» **WHAT THIS TASK INVOLVES**
Write each entry out again exactly, with nothing omitted.

» **MATERIAL SUPPLIED**
PR #459, opened 2021-11-22
Update commands to avoid deprecated messages

jmbruel:
To avoid the deprecated messages:
```
[DEPRECATED] The `--path` flag is deprecated because it relies on being remembered across bundler invocations, which bundler will no longer do in future versions. Instead please use `bundle config set --local path '.bundle/gems'`, and stop using this flag
[DEPRECATED] The --binstubs option will be removed in favor of `bundle binstubs --all`
```

### DIFF
--- a/docs/modules/setup/pages/ruby-setup.adoc
+++ b/docs/modules/setup/pages/ruby-setup.adoc
@@ -41,8 +41,9 @@ NOTE: For some reason, when you use the system Ruby on Fedora, you also have to 
 . Install the gems into the project
 
   $ bundle config --local github.https true
-  $ bundle --path=.bundle/gems --binstubs=.bundle/.bin
-
+  $ bundle config set --local path '.bundle/gems'
+	$ bundle binstubs --all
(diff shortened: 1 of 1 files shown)


docs/modules/setup/pages/ruby-setup.adoc
```diff
@@ -41,8 +41,9 @@ NOTE: For some reason, when you use the system Ruby on Fedora, you also have to
 . Install the gems into the project
 
   $ bundle config --local github.https true
-  $ bundle --path=.bundle/gems --binstubs=.bundle/.bin
-
+  $ bundle config set --local path '.bundle/gems'
+	$ bundle binstubs --all
```
Mogztter, line 45:
```suggestion
  $ bundle binstubs --all
```

Mogztter:
I'm not a `bundler` expert but your changes seem reasonable and as far as I know `bundle binstubs` was introduced a lot time ago so we should be fine.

» **TASK RESPONSE**
PR #459, opened 2021-11-22
Update commands to avoid deprecated messages

jmbruel:
To avoid the deprecated messages:
```
[DEPRECATED] The `--path` flag is deprecated because it relies on being remembered across bundler invocations, which bundler will no longer do in future versions. Instead please use `bundle config set --local path '.bundle/gems'`, and stop using this flag
[DEPRECATED] The --binstubs option will be removed in favor of `bundle binstubs --all`
```

### DIFF
--- a/docs/modules/setup/pages/ruby-setup.adoc
+++ b/docs/modules/setup/pages/ruby-setup.adoc
@@ -41,8 +41,9 @@ NOTE: For some reason, when you use the system Ruby on Fedora, you also have to 
 . Install the gems into the project
 
   $ bundle config --local github.https true
-  $ bundle --path=.bundle/gems --binstubs=.bundle/.bin
-
+  $ bundle config set --local path '.bundle/gems'
+	$ bundle binstubs --all
(diff shortened: 1 of 1 files shown)


docs/modules/setup/pages/ruby-setup.adoc
```diff
@@ -41,8 +41,9 @@ NOTE: For some reason, when you use the system Ruby on Fedora, you also have to
 . Install the gems into the project
 
   $ bundle config --local github.https true
-  $ bundle --path=.bundle/gems --binstubs=.bundle/.bin
-
+  $ bundle config set --local path '.bundle/gems'
+	$ bundle binstubs --all
```
Mogztter, line 45:
```suggestion
  $ bundle binstubs --all
```

Mogztter:
I'm not a `bundler` expert but your changes seem reasonable and as far as I know `bundle binstubs` was introduced a lot time ago so we should be fine.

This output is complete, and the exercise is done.